Google Music adds scan and match feature
Up to now, Google has been the poor boy of online music, but that's about to change. It rolled out a scan and match feature on Wednesday for Google Music users that gives the search giant a leg up on Amazon’s Cloud Player service and Apple’s iTunes Match. Here are some things you should know about Google’s matching service.
What is it?
Google’s service scans a user’s computer, giving them online access to the songs it finds, provided Google can match those songs on its servers. If the songs cannot be found, they will be uploaded to a user’s online locker.
The service saves you the time of manually uploading your music to Google Music by scanning the files in your library and comparing them to songs in the Google Music library.
If your song is in the Google Music library, Google will copy it to your cloud account. If it isn't in Google's library of approximately 13 million songs, Google will upload to your cloud account. (In comparison, Amazon and Apple claim to have about 20 million songs in their respective libraries.)
What will it cost me?
Nothing. It's free. That compares to Apple and Amazon, which charge $25 a year for similar services.
How much music can I store in Google's cloud?
You can store up to 20,000 tunes in Google Music. That compares to 25,000 tunes with Apple and 250,000 tunes with Amazon, although Amazon will allow you to store up to 250 songs in its cloud for free.
Do I need to install software?
Yes, a music manager program must be downloaded to your computer. The manager does the grunt work of comparing your songs to the songs in the Google Music library and uploading songs you have and Google doesn't.
How do I connect to my music?
You need an Internet connection to tap into your music in the Google cloud. You can download songs and albums to a phone or tablet and listen to them when you don't have an Internet connection, but there's no way to dump your library to a phone or tablet.

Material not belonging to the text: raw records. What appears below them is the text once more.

PR #1461, opened 2021-02-02
fix: Update W2D upcomingCollectionCount in full page view

surags:
https://rally1.rallydev.com/#/357251704080ud/workviews?detail=%2Fuserstory%2F486933827748&view=b064b584-6337-43c1-b9a9-28047568284d&fdp=true?fdp=true

### DIFF
--- a/components/d2l-work-to-do/d2l-work-to-do.js
+++ b/components/d2l-work-to-do/d2l-work-to-do.js
@@ -538,9 +538,9 @@ class WorkToDoWidget extends EntityMixinLit(LocalizeWorkToDoMixin(LitElement)) {
 						: [ this._loadLimitedUpcoming(emptyEntity), this._loadMaxUpcoming(emptyEntity) ]);
 
 				if (upcomingCollection) {
-					this._totalUpcomingActivities = upcomingCollection.hasProperty('pagingTotalResults') && upcomingCollection.properties.pagingTotalResults;
 					this._upcomingCollection = upcomingCollection;
 					this._upcomingActivities = upcomingCollection.getSubEntitiesByRel(Rels.Activities.userActivityUsage);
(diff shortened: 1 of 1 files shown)


components/d2l-work-to-do/d2l-work-to-do.js
```diff
@@ -332,7 +333,7 @@ class WorkToDoWidget extends EntityMixinLit(LocalizeWorkToDoMixin(LitElement)) {
 
 			return html`
 				<div class="d2l-activity-collection-container-fullscreen">
-					<d2l-work-to-do-activity-list-header ?skeleton=${this._initialLoad} ?overdue=${isOverdue} count=${activities.length} fullscreen></d2l-work-to-do-activity-list-header>
+					<d2l-work-to-do-activity-list-header ?skeleton=${this._initialLoad} ?overdue=${isOverdue} count=${isOverdue ? activities.length : this._totalUpcomingActivities} fullscreen></d2l-work-to-do-activity-list-header>
```
mbardakovD2L, line 336: what happens if `pagingTotalResults` doesn't exist? is there a reasonable default we can fall back to?

JasperAtD2L: pass in a totalRecords here that we just pass to the count. Also this logic needs to be applied to the `collectionTemplate`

How do I play music in my cloud library?
You can surf to an URL (play.google.com/music) or play them through a mobile app. Google makes an app for Android for listening to your cloud library. Similar apps are available foriOS and Windows Phone.
How fast does music stream to me?
Google streams its music at 320 kbps. By comparison, Apple and Amazon stream their music at 256 kbps.
Why should I want Google’s service?
If you want to listen to your music on a device whenever you can muster up an Internet connection, store your music in the cloud where you don't have to worry about losing it to a hard disk crash or other mishap and create an online music library without spending time manually uploading files -- and do it all for free -- then Google Music might be a match for you.